In the case of the Revell model, calculations based on randomness have shown that the allowed aberration formation pathways, being highly constrained compared to the pathways of the breakage-and-reunion model (Edwards and Savage 1999), cannot produce nearly enough visibly complex aberrations of certain kinds, unless the constraints are in effect relaxed by clustering of DSBs along chromosomes, at Mbp or sub-Mbp scales (Sachs et al. 1999). For hard x-rays, more clustering is required than observations of DNA fragment sizes (e.g. in pulsed field gel electrophoresis experiments) seem to indicate.

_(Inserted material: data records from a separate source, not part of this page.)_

PR #83, opened 2018-07-28
speedup tests on multi-gpu systems

mkstoyanov:
when dealing with multiple gpus, the reference cpu solution is computed only once (switched order of loops)


mkstoyanov:
* troubles with the CI system, no need to stress the server, will reopen once resolved (and debugged)

PR #95, opened 2018-07-31
cmake now keeps track of changes in the matlab source files

mkstoyanov:


InterfaceMATLAB/CMakeLists.txt
```diff
@@ -3,45 +3,50 @@
...
+                                  tsgRefineAnisotropic.m
+                                  tsgRefineSurplus.m
+                                  tsgReloadGrid.m
+                                  tsgSummary.m
+                                  tsgCoreTests.m
+                                  tsgWriteCustomRuleFile.m
+                                  tsgWriteMatrix.m)
+
+foreach(Tasmanian_matlab_source_file ${Tasmanian_matlab_source_files})
+    configure_file(${Tasmanian_matlab_source_file} "matlab/${Tasmanian_matlab_source_file}" COPYONLY)
```
dalg24: Changes in the Matlab source files will trigger a re-configure (i.e. re-run CMake and generate the build system again).  Is that what you actually want?

mkstoyanov: Yes, that is the intended behaviour. The use case is:
```
cmake ...
make
octave --eval "addpath('<build dir>/MATLAB/matlab'); tsgCoreTests();'
ERROR ....
```
Check the error; find the buggy script in `<source dir>/InterfaceMATLAB/<script>.m`; edit the script to fix the bug; then I have to retest ...
```
make
octave --eval "addpath('<build dir>/MATLAB/matlab'); tsgCoreTests();'
```

If I use just the `file()` cmake command, the second `make` would not modify the build folder and I would have to rerun cmake manually to update the script.

dalg24: My point was that this can be achieved without re-configuring.  See [this thread](https://stackoverflow.com/questions/8434055/cmake-copy-if-original-file-changed) on stackoverflow.

mkstoyanov: The cmake system is fast, but your point is valid. Unfortunately, the advice on stackoverflow doesn't seem to work right. You can take a look if the problem is obvious:
https://github.com/mkstoyanov/TASMANIAN/tree/cmake_matlab_scripts_update
inside InterfaceMATLAB check CMakeLists.txt and tsgCoreTests.m for the `disp("changed")`

I will try to fix it myself, but this is low priority at the moment.

PR #106, opened 2018-08-07
OpenMP does not work with templates

mkstoyanov:
* OpenMP directives rely on the pre-processor, templates are instantiated after the pre-processor
* will think about this in the future, but OpenMP will make little difference here

### DIFF
--- a/SparseGrids/tsgGridFourier.hpp
+++ b/SparseGrids/tsgGridFourier.hpp
@@ -143,7 +143,6 @@ protected:
         IndexSet *work = (points == 0 ? needed : points);
         int num_points = work->getNumIndexes();
 
-        #pragma omp parallel for
         for (int i=0; i<num_points; i++){
             std::complex<double> basis_entry(1.0,0.0);
             for (int j=0; j<num_dimensions; j++) basis_entry *= cache[j][exponents->getIndex(i)[j] + middles[j]];


dalg24:
What do you mean it "does not work with templates"?

mkstoyanov:
@dalg24 you cannot put OpenMP directives inside of a template, or you need to do some special magic, I am still investigating a bit.
OpenMP `#pragma omp` are handled by the pre-processor, but the templates are instantiated later in the compile process. Thus, I am getting `unknown pragma` warning. I will investigate further, but there is a good argument that OpenMP doesn't belong in this specific function anyway.

dalg24:
> you cannot put OpenMP directives inside of a template

Yes you can.

```C++
#include <vector>
template <typename T>
void foo(std::vector<T> &v)
{
int const n = v.size();
#pragma omp for
for (int i = 0; i < n; ++i)
  v[i] += static_cast<T>(i);
}
int main()
{
std::vector<double> v(100, 3.14);
foo(v);
}
```
This compiled without warning and ran fine for me.

mkstoyanov:
Ouch, I was totally off on that one! :<

The problem is not in OpenMP and templates, the problem is with template and OpenMP directive in the header file which gets included by targets that do not use OpenMP ...

PR #110, opened 2018-08-09
Reformat Fourier coefficients

zbmorrow:
This branch reformats the internal storage of `fourier_coefs`. Internally, the coefficients are arranged so that all real parts are in the first block, and all imaginary parts are in the second block. In CLI-write, `fourier_coefs` is written to a file in the usual interwoven format. MATLAB, Python, and CLI-print will report the coefficients to the user as complex numbers.

(There were no edits to the MATLAB files because they already assumed that CLI-write uses the interwoven format.)


zbmorrow:
I did not have Fortran enabled on my machine when I built the code. Working to fix the issues...

PR #164, opened 2018-09-21
Small cmake updates

mkstoyanov:
* cmake now checks if python ctypes is present (before the check was only for numpy)
* removed unnecessary `import sys`, not needed when using `ENVsetup.sh`
* the package-config now defines targets `Tasmanian_libsparsegrid` and `Tasmanian_libdream` without the `_shared` or `_static` suffixes, thus the user no longer has to be explicit in the type of library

For higher doses, calculations based on randomness also indicate that there are deviations from the conventional dose-response curves which have been used to argue for the recombinational-repair model. Pairwise misrejoining models like the random breakage-and-reunion model predict that even for low LET simple aberrations increase less rapidly than quadratically at doses higher than a few Gy (Savage and Papworth 1969, Sachs et al. 1997a, Boei et al. 1998a, Ballarini et al. 1999); at high enough doses simple aberrations are expected to increase only linearly, then sublinearly, and finally actually decrease as dose increases still further. This sub-quadratic behavior is related to distortion and to saturation. Distortion basically means that adding extra dose may transform simple aberrations into complex aberrations rather than adding more simple aberrations; the result is to slow and ultimately reverse the increase of truly simple aberrations, and even of apparently simple aberrations, as dose increases (Norman and Sasaki 1966, Savage and Papworth 1969); for example, if only one homologue-pair is painted no cell can have more than two apparently simple interchanges. In addition, saturation is expected, i.e. at sufficiently high doses the total number of misrejoined DSBs is expected to grow less rapidly than quadratically with increasing dose (reviews in Sachs et al. 1997c, Chen et al. 1997, Radivoyevitch et al. 1998).

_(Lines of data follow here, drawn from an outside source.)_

PR #176, opened 2018-09-27
Fixes for Intel compiler

dalg24:


InterfaceFortran/TasmanianSG.f90
```diff
@@ -685,7 +685,7 @@ function tsgGetComplexHierarchicalCoefficients(gridID) result(c)
     allocate(c_real(2*tsgGetNumOutputs(gridID)*tsgGetNumPoints(gridID)))
     call tsgghc(gridID, c_real)
     do i = 1,size(c)
-      c(i) = complex( c_real(i), c_real(i + size(c)) )
+      c(i) = cmplx( c_real(i), c_real(i + size(c)) )
```
mkstoyanov: https://software.intel.com/en-us/node/679123
`If kind is present, the kind parameter is that specified by kind; otherwise, the kind parameter is that of default real type.`
You need to have:
`c(i) = cmplx( c_real(i), c_real(i + size(c)), 8 )`

InterfaceFortran/TasmanianSG.f90
```diff
@@ -702,7 +702,7 @@ subroutine tsgGetComplexHierarchicalCoefficientsStatic(gridID, c)
   if ( tsgIsFourier(gridID) ) then
     call tsgghc(gridID, c_real)
     do i = 1,size(c)
-      c(i) = complex( c_real(i), c_real(i + size(c)) )
+      c(i) = cmplx( c_real(i), c_real(i + size(c)) )
```
mkstoyanov: `c(i) = cmplx( c_real(i), c_real(i + size(c)), 8 )`

see comment before, this defaults to single-precision

InterfaceFortran/CMakeLists.txt
```diff
@@ -44,8 +44,8 @@ endmacro()
 add_executable(Tasmanian_fortester                fortester.f90)
 add_executable(Tasmanian_example_sparse_grids_f90 Examples/example_sparse_grids.f90)
 
-set_target_properties(Tasmanian_fortester                PROPERTIES OUTPUT_NAME "fortester")
-set_target_properties(Tasmanian_example_sparse_grids_f90 PROPERTIES OUTPUT_NAME "example_sparse_grids_f90")
+set_target_properties(Tasmanian_fortester                PROPERTIES OUTPUT_NAME "fortester" LINKER_LANGUAGE Fortran)
```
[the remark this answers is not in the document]
mkstoyanov: * There are two resolutions:
* If Intel + newer cmake work without explicit `LINKER_LANGUAGE`, than just put in the manual that `ifort` requires newer cmake
* Second options:
```
set_target_properties(Tasmanian_fortester                PROPERTIES OUTPUT_NAME "fortester")
set_target_properties(Tasmanian_example_sparse_grids_f90 PROPERTIES OUTPUT_NAME "example_sparse_grids_f90")
if (${CMAKE_CXX_COMPILER_ID} STREQUAL "Intel")
    set_target_properties(Tasmanian_fortester                PROPERTIES LINKER_LANGUAGE Fortran)
    set_target_properties(Tasmanian_example_sparse_grids_f90 PROPERTIES LINKER_LANGUAGE Fortran)
endif()
```
* The second option is acceptable only if it will not interfere with Intel + CUDA (at the moment CUDA is higher priority than Fortran90/95)

* I can make the changes if you don't want to deal with it, just let me know if newer cmake work with Intel.
* Did the earlier C++ bug get resolved with my latest updates to ORNL master?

Preview. These theoretical distortion and saturation effects will be quantified here. Monte Carlo simulations will be used to show that a random recombinational-repair dose-response curve for apparently simple aberrations is sub-linear at doses above a few Gy, due to distortion, not super-linear as one might have anticipated from the fact that apparently simple aberrations include some aberrations that are actually complex (Simpson and Savage 1996, Boei et al. 1998a). For apparently simple interchanges in fibroblasts (Simpson and Savage 1996) we will show that the breakage-and-reunion model gives a slightly more accurate dose-response relation than does the recombinational-repair model.

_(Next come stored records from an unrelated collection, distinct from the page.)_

PR #1108, opened 2023-10-13
docs/add-run-command-next-and-astro

PaulieScanlon:
- add npm run dev command

### DIFF
--- a/content/docs/guides/nextjs.md
+++ b/content/docs/guides/nextjs.md
@@ -344,7 +344,7 @@ export const config = {
 
 ## Run the app
 
-For API handlers, and server functions you can expect to see one of the following in your terminal output:
+When you run `npm run dev` you can expect to see one of the following in your terminal output:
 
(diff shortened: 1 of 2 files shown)


content/docs/guides/nextjs.md
```diff
@@ -344,7 +344,7 @@ export const config = {
 
 ## Run the app
 
-For API handlers, and server functions you can expect to see one of the following in your terminal output:
```
PaulieScanlon, line 347: Not sure if we need to explicitly say this applies to both API Handlers and Server functions. Including that made this sentence feel a bit clunky. Watta you think @danieltprice / @bgrenon?

bgrenon: I probably wouldn't include it. I like how you've worded it. "When you run..." is nice language, it assumes the reader knows the command already, but also gets it on paper for anyone who needs the reminder.

bgrenon (approved):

However, the most pronounced differences between the models concern visibly complex aberrations. We will show, assuming no DSB clustering along chromosomes, that the random recombinational-repair model, much like the Revell model, severely underpredicts the frequencies of certain visibly complex interchanges commonly observed with one-colour painting. In addition, for multi-colour painting, the recombinational-repair model fails to account for all the types of visibly complex patterns observed.